In Bayern und in NRW gab es Abschiebungen, die zu Recht zu großer Aufregung geführt und bei der sich die handelnden Institutionen nicht mit Ruhm bekleckert haben.

Die mediale Aufregung um die jüngsten Abschiebungen regt mich aber auf.

Nicht, weil ich glühender Anhänger von möglichst brutalen Abschiebungen bin, sondern weil es an Scheinheiligkeit nicht zu überbieten ist, wenn ein und dieselben Medien und auch manche Menschen einerseits hohe Abschiebungszahlen fordern und sich dann über unschöne Bilder aufregen.
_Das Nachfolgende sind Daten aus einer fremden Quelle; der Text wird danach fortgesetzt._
PR #727, opened 2017-08-25
Fix hard coded pokemon type names for eeveelution correction

udnp:
Hi GoIV team.

This PR fixes hard coded pokemon type names for eeveelution correction.
So eeveelution correction is able to work on non English language also.
This is tested on English and Italiano (and my local Japanese fork build).

But now, to work this fix on other languages(eg de, fr,...),
you have to add localized pokemon type names to your locale `pokemons.xml`,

Ich bin nicht gegen Abschiebungen. Ganz im Gegenteil. Wenn man Regeln für die Anerkennung von Asylanträgen schafft, dann muss man grundsätzlich auch die abgelehnten Anträge durchsetzen. Sonst könnte man sich die Regeln gleich sparen.

Da fängt die Krux aber schon an. Denn nur weil jemand die Voraussetzungen für einen Schutzstatus nicht erfüllt, kann man ihn noch lange nicht in sein Heimatland abschieben. Entweder sind die Zustände in seinem Heimatland lebensgefährlich, es liegt eine den Transport hindernde Krankheit vor oder ähnliches. Ganz häufig ist aber das Problem, dass die Heimatländer nicht kooperieren. Man kann die Menschen ja nicht – wie sich das manche Menschen wünschen – einfach nach Afrika oder sonstwo fliegen und aus dem Flieger werfen oder mit einem Schiff in irgendeinem Hafen entladen. Nein, die Heimatländer müssen mitmachen. Und das tun bei weitem nicht alle.

Weil es aber von der Öffentlichkeit gewünscht ist, hohe Abschiebungszahlen zu generieren, wird versucht möglichst schnell möglichst viele Menschen abzuschieben. Deshalb konzentriert man die Ressourcen auf die leichten Fälle und hat umso weniger Ressourcen für die schwierigen Fälle.

Im Ergebnis schieben wir so aber „die falschen“ ab. Wir bestrafen die, die sich an die Regeln gehalten haben und lassen die durchs Raster fallen, die es dem Staat schwer machen.

Es wird also doppelt kontraproduktiv gehandelt. Wir verlieren einerseits diejenigen, die seit vielen Jahren hier leben und sich integrieren, oder sogar hier geboren sind. Andererseits bleiben in der Folge diejenigen, die sich gerade nicht integrieren und uns einige Probleme machen.

Es braucht also dreierlei:

Die Verfahren müssen schneller werden, damit gar nicht erst Integrationsprozesse beginnen, bevor die Betroffenen erfahren, dass sie das Land verlassen müssen.

Und wir müssen wegkommen von einer stupiden rein formalen Betrachtung. Was für einen Sinn macht es, eine Familie, die seit 19 hier lebt, deren Tochter hier geboren ist und hier einer Ausbildung nachgeht und deren Eltern ihr eigenes Geld verdienen, mit großem Aufwand abzuschieben – am besten noch unter großem Polizeieinsatz aus einer Schule zu zerren. Und gleichzeitig lassen wir den allein reisenden jungen Mann, der keinerlei Integrationsbemühungen zeigt, seine Papiere vernichtet hat und aus einem unkooperativem Heimatland kommt, nahezu unbehelligt.

Da habe ich lieber niedrigere Abschiebungszahlen, die aber nicht das Ergebnis einer hanebüchenen Politik sind.

Wegen den verschlossenen Augen der Union, die immer behauptet hat, Deutschland sei kein Einwanderungsland, haben wir keine vernünftigen Regeln für Einwanderung, die nicht auf einen Schutzstatus abzielt. Wir zwingen also viele Menschen in ein Asylverfahren, was diese nicht gewährt bekommen können. Deswegen ist ein Einwanderungsgesetz so überfällig. Schon 2000 hatte  Gerhard Schröder dazu die „Süssmuth-Kommission“ eingesetzt.